Your objective:
Each line from the one containing "### LINKED ISSUE #1009: Provide" through the end of the entries below should be transcribed exactly, and no other line.

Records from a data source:
PR #1140, opened 2019-02-05
Add some tests for recent fixes

karthiknadig:


tests/func/test_breakpoints.py
```diff
@@ -346,3 +345,36 @@ def test_package_launch():
...
+        hit = session.wait_for_thread_stopped()
+        frames = hit.stacktrace.body['stackFrames']
+        assert bp_line == frames[0]['line']
+
+        # remove breakpoints in file
+        session.set_breakpoints(code_to_debug, [])
+        session.send_request('continue').wait_for_response(freeze=False)
+        session.wait_for_exit()
+
+        # NOTE: Due to https://github.com/Microsoft/ptvsd/issues/1028 we may not get
```
int19h: I think you can take care of this by using a backchannel to sync between test and debuggee - it just needs to do `read_json` before exit, and the test can then wait until the last output event shows up (by checking `output == '10'`).

karthiknadig: Will try. If this works, I will enable this for some of the other test cases.

karthiknadig:
This runs locally seems to crash on

Issue #1142, opened 2019-02-06
Log points treated as breakpoints


karthiknadig:
## Environment data

- PTVSD version: master
- OS and version: any
- Python version (& distribution if applicable, e.g. Anaconda): any
- Using VS Code or Visual Studio: VSC

## Actual behavior

Debugger breaks at a log point.

## Expected  behavior

Should not break at log points.

## Steps to reproduce:
1. use following code:
```py
a = 10
for i in range(1, a):
    print('value: %d' % i)
```
2. Set log point is VSC at line 3.
![image](https://user-images.githubusercontent.com/3840081/52374840-27ae7280-2a13-11e9-9f26-31d9b4a9cb9b.png)

3. Hit Run.

DonJayamanne:
Ok great, this is a regression.
We have users reporting this issue in our extension.
Curious how the tests failed!

fabioz:
I'll take a look at this.

fabioz:
Ok, just provided a pull request... now, I have a question regarding log points:

What's the proper behavior if there's a log point with a condition?

Should it:
`1.` Show log messages every time the line is executed and stop on the conditional breakpoint.
`2.` Just show a log when the given condition is matched and and never stop on the breakpoint.
`3.` Something else.

The specification (https://microsoft.github.io/debug-adapter-protocol/specification) says the following regarding `logMessages`:

`If this attribute exists and is non-empty, the backend must not 'break' (stop) but log the message instead. Expressions within {} are interpolated.`

Right now `1.` is implemented because there was a test for this condition but the docs aren't really clear on the interaction with conditions and I was inclined to think it should be `2.`, so, just double-checking (note: tests were skipped due to something else, which is why they haven't been able to get the regression -- the pull request re-enables the tests and should fix their flakiness).

DonJayamanne:
> What's the proper behavior if there's a log point with a condition?

It is my understanding that this isn't possible.

fabioz:
This is possible if you add the breakpoint and edit it later...

![breakpoint_edit](https://user-images.githubusercontent.com/117621/52429780-e50c9900-2aeb-11e9-8c0f-dc4f2a8d81a5.png)

fabioz:
Given that this is pretty obscure I think we can leave as is implemented now (we can come back to it if someone complains about it or if the spec is rectified).

DonJayamanne:
@fabioz 	I tried that with node, and it doesn't work.
[...]

PR #1143, opened 2019-02-07
Fix: #1142: Log points treated as breakpoints.

fabioz:


karthiknadig:
I am seeing a NoneType exception that I had not seen in the previous runs. It might be worth looking at.
```
Exception in thread ptvsd.EventLoop (most likely raised during interpreter shutdown):
  File "/opt/hostedtoolcache/Python/2.7.15/x64/lib/python2.7/threading.py", line 801, in __bootstrap_inner
  File "/opt/hostedtoolcache/Python/2.7.15/x64/lib/python2.7/threading.py", line 754, in run
  File "/home/vsts/work/1/s/.tox/py27/lib/python2.7/site-packages/ptvsd/futures.py", line 121, in run_forever
<type \'exceptions.TypeError\'>: \'NoneType\' object is not callable
```

fabioz:
I have actually seen this many times already. The issue is that the ptvsd
daemon threads are not stopped  before interpreter shutdown, so, this is
kind of expected (they are being executed while python is setting all the
module variables to None).

Just catching the exception and ignoring it would be ok too.

PR #1147, opened 2019-02-12
 Fix #841: BreakOnSystemExitZero debug option is not respected

### LINKED ISSUE #841: BreakOnSystemExitZero debug option is not respected
## Environment data

- PTVSD version: 4.1.3
- OS and version: Windows 10

## Actual behavior

Debugger breaks on `sys.exit(0)` even when the option to break on zero is disabled:

image

## Expected  behavior

Debugger only breaks on `sys.exit(0)` if the option is enabled.

## Steps to reproduce:
1. In tools, options, python, debugging, uncheck "Break on SystemExit exception with exit code of zero"
2. Debug this code:
```
sys.exit(0)
```

Edit: FYI all Python exceptions were unchecked:
image

int19h:


tests/conftest.py
```diff
@@ -89,6 +96,16 @@ def script_file():
...
+
+    Specific lines can be marked with a comment like so:
+
+        print('fizz') #@fizz
+
+    The returned string value has an additional attribute 'lines', which is
+    a dict of all marked lines - the part after #@ becomes the key, and the
+    corresponding line number is the value. This can be used to set breakpoints
+    or to assert line numbers for exceptions and stack traces in a way that
+    does not require updating them as debugged code changes.
```
int19h: @karthiknadig, check this out, I think this'll come in handy in quite a few tests.

int19h: Just realized that this approach won't work for tests that use named files. Better to have it as a separate function that opens a file by name and extracts that info, then it's fully reusable.

PR #1148, opened 2019-02-12
Fix #1009: Provide a public API to register threads not created by Python for debugging

### LINKED ISSUE #1009: Provide a public API to register threads not created by Python for debugging
This can be done by simply wrapping `pydevd.settrace(suspend=False)`

int19h:


tests/func/test_threads.py
```diff
@@ -49,3 +51,53 @@ def worker(tid, offset):
...
+            assert windll.kernel32.CreateThread(c_void_p(0), c_size_t(0), thread_func, c_void_p(0), c_uint32(0), c_void_p(0))
+        elif platform.system() == 'Linux' or platform.system() == 'Darwin':
+            from ctypes import CDLL, CFUNCTYPE, byref, c_void_p, c_ulong
+            from ctypes.util import find_library
+            libpthread = CDLL(find_library('libpthread'))
+            thread_func_p = CFUNCTYPE(c_void_p, c_void_p)
+            thread_func = thread_func_p(foo) # must hold a reference to wrapper during the call
+            assert not libpthread.pthread_create(byref(c_ulong(0)), c_void_p(0), thread_func, c_void_p(0))
+        else:
+            pytest.skip('Not supported on ' + platform.system())
```
karthiknadig: pytest is not imported in this block.

int19h: Oh, in fact this wouldn't work even if it's imported, since this isn't running in the test process. I'll move the check outside.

Answer to this exercise:
### LINKED ISSUE #1009: Provide a public API to register threads not created by Python for debugging
This can be done by simply wrapping `pydevd.settrace(suspend=False)`

int19h:


tests/func/test_threads.py
```diff
@@ -49,3 +51,53 @@ def worker(tid, offset):
...
+            assert windll.kernel32.CreateThread(c_void_p(0), c_size_t(0), thread_func, c_void_p(0), c_uint32(0), c_void_p(0))
+        elif platform.system() == 'Linux' or platform.system() == 'Darwin':
+            from ctypes import CDLL, CFUNCTYPE, byref, c_void_p, c_ulong
+            from ctypes.util import find_library
+            libpthread = CDLL(find_library('libpthread'))
+            thread_func_p = CFUNCTYPE(c_void_p, c_void_p)
+            thread_func = thread_func_p(foo) # must hold a reference to wrapper during the call
+            assert not libpthread.pthread_create(byref(c_ulong(0)), c_void_p(0), thread_func, c_void_p(0))
+        else:
+            pytest.skip('Not supported on ' + platform.system())
```
karthiknadig: pytest is not imported in this block.

int19h: Oh, in fact this wouldn't work even if it's imported, since this isn't running in the test process. I'll move the check outside.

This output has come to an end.